How the Rules on Commissions Changed
Under the old rules, home sellers were responsible for paying both their real estate agent and any agent🔴 the buyer brought into the deal. Often, that meant paying 5% or 6% in total, typically split 50-50 between the two agents, with each getting 2.5% or 3%. On a $500,000 sale with a 6% commission, for example, the seller would♋ have to fork over $30,000, with $15,000 going to each agent.
Under the new rules, sellers will still have to pay their agent, typically as a percentage of the sale price. But buyers will be largely responsible for compensating their own agents, in the form of a percentage, an hourly rate, or a flat fee. Using the example above, a seller who negotiated a 3% commission with their agent and paid the buyer's agent nothing would save $15,000. (In some cases, sellers might still want to help a buyer cover at least a portion of the cost as an incentive, but doing so would be voluntary.)
Important
Real estate commissions aren't tax deductible, but sellers can include them as "selling expenses" in their cost basis to reduce any 澳洲幸运5官方开奖结果体彩网:taxable capital gain on the sale.
Why the New Rules Haven't Delivered the Expected Savings
A key change in the new rules prohibited sellers' agents from offering to split their commissions with buyers' agents via multiple listing services (MLS), the exclusive databases of available homes run by local agent groups.
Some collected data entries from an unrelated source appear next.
Issue #17188, opened 2025-02-08
__dirname handled incorrectly when building


ficusk:
### What version of Bun is running?

1.2.0+b0c5a7655

### What platform is your computer?

Darwin 24.3.0 arm64 arm

### What steps can reproduce the bug?

Making references to __dirname from multiple different directories doesn't work correctly when running a js file emitted by `bun build`.

This shell script contains a complete repro:
```bash
#!/bin/bash

if [ -d "dirname-bug" ]; then
    echo "dirname-bug already exists"
    exit 1
fi

mkdir -p dirname-bug
cd dirname-bug

cat << EOF > apple.ts
import { orange } from "./subdir/orange";

console.log(\`\${__dirname}\`);
orange();
EOF

mkdir subdir

cat << EOF > subdir/orange.ts
export function orange() {
    console.log(\`\${__dirname}\`);
}
EOF

echo "bun run apple.ts"
bun run apple.ts

echo "bun build apple.ts --outdir dist --target bun"
bun build apple.ts --outdir dist --target bun

echo "bun run dist/apple.js"
bun run dist/apple.js
```

### What is the expected behavior?

Both the run version and the build version should output the same thing:

```
/Users/ficus/projects/bun-dirname-broken/dirname-bug
/Users/ficus/projects/bun-dirname-broken/dirname-bug/subdir
```

### What do you see instead?

The run version is correct but the built version is wrong:

```
❯ ./repro.sh
bun run apple.ts
/Users/ficus/projects/bun-dirname-broken/dirname-bug
/Users/ficus/projects/bun-dirname-broken/dirname-bug/subdir
bun build apple.ts --outdir dist --target bun

  ./apple.js  0.28 KB

[4ms] bundle 2 modules
bun run dist/apple.js
/Users/ficus/projects/bun-dirname-broken/dirname-bug
/Users/ficus/projects/bun-dirname-broken/dirname-bug
```

### Additional information

The problem is that the compiler is emitting a top level declaration for each reference to __dirname, so all references to __dirname evaluate to the last one in the file. Here's the output of `bun build` from my repro script:

```js
// @bun
// subdir/orange.ts
var __dirname = "/Users/ficus/projects/bun-dirname-broken/dirname-bug/subdir";
function orange() {
  console.log(`${__dirname}`);
}

// apple.ts
var __dirname = "/Users/ficus/projects/bun-dirname-broken/dirname-bug";
console.log(`${__dirname}`);
orange();
```

[...]

PR #17222, opened 2025-02-10
fix: __dirname and __filename collisions

amorriscode:
### What does this PR do?

This PR resolves issues with `__dirname` and `__filename` collisions (https://github.com/oven-sh/bun/issues/17188) by creating unique variables when `__dirname` or `__filename` are used in a bundle.

- [x] Used the debug build to test the fix

### Reproduction

When multiple files utilize `__dirname`/`__filename` Bun hoists the values to the top of the module code. However, since it is a `var` it can be overwritten effectively making it so only `__dirname`/`__filename` values collide.

#### Before

```
// test2/test.ts
var __dirname = "/Users/anthony/dev/test/test2", __filename = "/Users/anthony/dev/test/test2/test.ts";
function test() {
  console.log(__filename);
  console.log(__dirname);
}

// index.ts
var __dirname = "/Users/anthony/dev/test", __filename = "/Users/anthony/dev/test/index.ts";
console.log(__filename);
console.log(__dirname);
test();
```

In this single JS output, `__dirname` ends up evaluating to `/Users/anthony/dev/test` in both places it is called because that is the last value the var is assigned to.

#### After

The collision no longer occurs because usages of `__dirname` and `__filename` get unique values.

```
// test2/test.ts
var __dirname_af38e5cdfa6876c9 = "/Users/anthony/dev/test/test2", __filename_9b03b912cc9c01cd = "/Users/anthony/dev/test/test2/test.ts";
function test() {
  console.log(__filename_9b03b912cc9c01cd);
  console.log(__dirname_af38e5cdfa6876c9);
}

// index.ts
var __dirname_58f1efdc5b67fffe = "/Users/anthony/dev/test", __filename_c508108910e49d6d = "/Users/anthony/dev/test/index.ts";
console.log(__filename_c508108910e49d6d);
console.log(__dirname_58f1efdc5b67fffe);
test();
```

### DIFF
--- a/src/js_parser.zig
+++ b/src/js_parser.zig
@@ -3540,8 +3540,15 @@ pub const Parser = struct {
                 var declared_symbols = DeclaredSymbol.List.initCapacity(p.allocator, count) catch unreachable;
                 var decls = p.allocator.alloc(G.Decl, count) catch unreachable;
                 if (uses_dirname) {
+                    const unique_dir_name = try std.fmt.allocPrint(
+                        p.allocator,
+                        "__dirname_{x}",
+                        .{std.hash.Wyhash.hash(0, p.source.path.name.dir)},
+                    );
+                    const dir_ref = p.declareSymbol(.other, logger.Loc.Empty, unique_dir_name) catch unreachable;
+
                     decls[0] = .{
-                        .binding = p.b(B.Identifier{ .ref = p.dirname_ref }, logger.Loc.Empty),
+                        .binding = p.b(B.Identifier{ .ref = dir_ref }, logger.Loc.Empty),
                         .value = p.newExpr(
                             E.String{
                                 .data = p.source.path.name.dir,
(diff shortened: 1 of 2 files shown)


Jarred-Sumner (changes requested):
Thank you for this - the changes look like they work as expected, but I think we need to add an option to control the behavior of `__dirname` and `__filename` and similar. 

This collision is intentional and important for making things like `.node` addons bundle successfully. The behavior of `__dirname` and `__filename` when bundled is ambiguous.

robobun:
Thank you for this fix, and sorry that it sat for so long.

This branch patches `src/js_parser.zig`. That file no longer exists. The parser now lives in Rust under `src/js_parser/`, so this branch no longer applies to the current code and cannot be rebased.

#39714 addresses the same collision for the Rust parser. It keeps the inlined values and gives each module its own `__dirname` and `__filename` declaration name, which is the same result this PR produced with hashed names. The review note on this PR about an option is quoted on #39714, so the discussion continues there. Closing this one in its favor.

#17188 stays open. #39714 tracks it.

But agents soon found a workaround, communicating instead by phone, email, and other means, The New York Times reported in March 2025.
"Many agents, now banned from making offers of commission to each other on private Realtor-only databases, are not adapting to the intent of the settlement," the Times reported. "Rather than encouraging buyers to now negotiate rates on their own, they continue to press sellers to offer commissions of 5% or 6%, and then discuss commission splits among themselves."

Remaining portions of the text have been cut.